La uniformité thermique au niveau de la wafer est de ±0,1 °C sur toute la surface concernée. La répétabilité reste dans cette fourchette, même après des milliers de cycles. La réponse est inférieure à une seconde, ce qui permet un contrôle précis tant pour les processus de séchage doux que pour ceux de séchage intense. La lampe fonctionne parfaitement dans des environnements de classe 1–100, sans aucune particule indésirable. De plus, elle répond aux exigences en matière de faible émission de gaz, essentielles pour les procédés de lithographie avancés. La consommation d’énergie est réduite de jusqu’à 30 % par rapport aux lampes halogènes. L’émetteur peut fonctionner pendant plus de 5 000 heures à pleine puissance, avec moins de 5 % de dégradation.

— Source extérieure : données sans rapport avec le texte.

PR #543, opened 2024-03-29
Search peers for missing PoAs for mined blocks

ldmberman:


apps/arweave/src/ar_mining_server.erl
```diff
@@ -667,6 +688,40 @@ may_be_empty_poa(not_set) ->
...
+fetch_poa_from_peers(RecallByte) ->
+	Peers = ar_data_discovery:get_bucket_peers(RecallByte div ?NETWORK_DATA_BUCKET_SIZE),
+	From = self(),
+	lists:foreach(
+		fun(Peer) ->
+			spawn(
+				fun() ->
+					?LOG_INFO([{event, last_moment_proof_search},
+							{peer, ar_util:format_peer(Peer)}]),
+					case fetch_poa_from_peers(Peer, RecallByte) of
```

Quels sont les avantages pratiques ? Un contrôle plus précis des dimensions critiques, moins de reprovisionnements, et des taux de productivité stables, même à mesure que les tailles des wafer diminuent. On peut utiliser des quantités plus faibles de photo-résiste sans crainte, assurer une uniformité dans le comportement du matériau sur toute la surface de la wafer, et éviter que le budget thermique varie d’un équipement à l’autre. Ce système s’intègre facilement aux processus existants, grâce à des interfaces et des routines de calibration standard. Il n’est donc pas nécessaire de repasser par des tests approfondis pour valider le processus.

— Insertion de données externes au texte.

PR #545, opened 2024-04-04
Improvement/block rebase

ldmberman:


apps/arweave/src/ar_block_cache.erl
```diff
@@ -21,10 +22,10 @@
...
 %% not_validated: block is not validated yet
 %% none: null status
--type validation_status() :: on_chain | validated | not_validated | none.
--type nonce_limiter_validation_status() :: nonce_limiter_validated | 
-	nonce_limiter_validation_scheduled | awaiting_nonce_limiter_validation.
--type block_status() :: validation_status() | {not_validated, nonce_limiter_validation_status()}.
+%-type validation_status() :: on_chain | validated | not_validated | none.
+%-type nonce_limiter_validation_status() :: nonce_limiter_validated |
+%	nonce_limiter_validation_scheduled | awaiting_nonce_limiter_validation.
+%-type block_status() :: validation_status() | {not_validated, nonce_limiter_validation_status()}.
```
JamesPiechota, line 28: you can just delete those if you want. I'd added them when I was trying to undesr the ar_block_cache for the checkpoint work. Probably not useful as a one-off

apps/arweave/src/ar_node_worker.erl
```diff
@@ -1026,10 +740,10 @@ get_block_anchors_and_recent_txs_map(BlockTXPairs) ->
 apply_block(State) ->
 	case ar_block_cache:get_earliest_not_validated_from_longest_chain(block_cache) of
 		not_found ->
-			%% Nothing to do - we are at the longest known chain already.
-			{noreply, State};
+			may_be_rebase(State);
```
JamesPiechota, line 743:
```suggestion
			maybe_rebase(State);
```

apps/arweave/src/ar_node_worker.erl
```diff
@@ -1046,6 +760,76 @@ apply_block(State) ->
...
+	{noreply, State};
+may_be_rebase(_B, [], State) ->
+	{noreply, State};
+may_be_rebase(#block{ cumulative_diff = CDiff } = B,
+		[#block{ cumulative_diff = CDiff } = Sib | Siblings], State) ->
+	#block{ nonce_limiter_info = Info } = B,
+	#block{ nonce_limiter_info = SibInfo } = Sib,
+	StepNumber = Info#nonce_limiter_info.global_step_number,
+	SibStepNumber = SibInfo#nonce_limiter_info.global_step_number,
+	case {StepNumber > SibStepNumber, Sib#block.reward_addr == B#block.reward_addr} of
```
JamesPiechota, line 790: The idea here is if the sibling block has a *lower* `global_step_number` we want to switch to the sibling branch and then rebuild a new block using teh current solution and apply that block onto the sibling?

How come we don't have to check cumulative diff? Are we guaranteed that 2 blocks at the same height have the same cumulative difficulty?

apps/arweave/src/ar_node_worker.erl
```diff
@@ -1926,3 +1710,317 @@ dump_mempool(TXs, MempoolSize) ->
...
+					true ->
+						true
+				end
+		end,
+
+	%% Check solution difficulty
+	PrevDiffPair = ar_difficulty:diff_pair(PrevB),
+	LastRetarget = PrevB#block.last_retarget,
+	PrevTS = PrevB#block.timestamp,
+	DiffPair = {_PoA1Diff, Diff} = ar_retarget:maybe_retarget(PrevB#block.height + 1,
```
JamesPiechota, line 1801: we can't use `get_current_diff` any more because if we're switching to the sibling tip the difficulty cached in `node_state` may not be correct?

apps/arweave/src/ar_node_worker.erl
```diff
@@ -1926,3 +1710,317 @@ dump_mempool(TXs, MempoolSize) ->
...
+		solution_hash = SolutionH,
+		start_interval_number = IntervalNumber,
+		step_number = StepNumber,
+		steps = SuppliedSteps
+	} = Solution,
+	MerkleRebaseThreshold = ?MERKLE_REBASE_SUPPORT_THRESHOLD,
+
+	#block{ indep_hash = PrevH, timestamp = PrevTimestamp,
+			wallet_list = WalletList,
+			nonce_limiter_info = PrevNonceLimiterInfo } = PrevB,
```
JamesPiechota, line 1737: One change here is that we use `PrevB` instead of the block values cached in `node_state`, right? This is because teh values cached in `node_state` are based on the current Tip block - but if we're in the middle of rebasing onto a sibling, the new 'tip' may not be the cached tip, right?

apps/arweave/src/ar_node_worker.erl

L’installation consiste principalement à gérer la charge thermique et la géométrie de la visibilité entre la lampe et la wafer. L’émetteur en fibre de carbone ne supporte pas les contraintes mécaniques ; par conséquent, son montage doit éviter tout type de fixation qui pourrait exercer une pression sur lui, afin qu’il puisse se dilater librement. Il est conseillé de effectuer un test de mise en service rapide pour déterminer l’émissivité dans toute la zone concernée, puis d’ajuster les paramètres PID en fonction des caractéristiques du photo-résiste utilisé. Une fois que tout est ajusté, la lampe offre la stabilité nécessaire pour fonctionner jour après jour.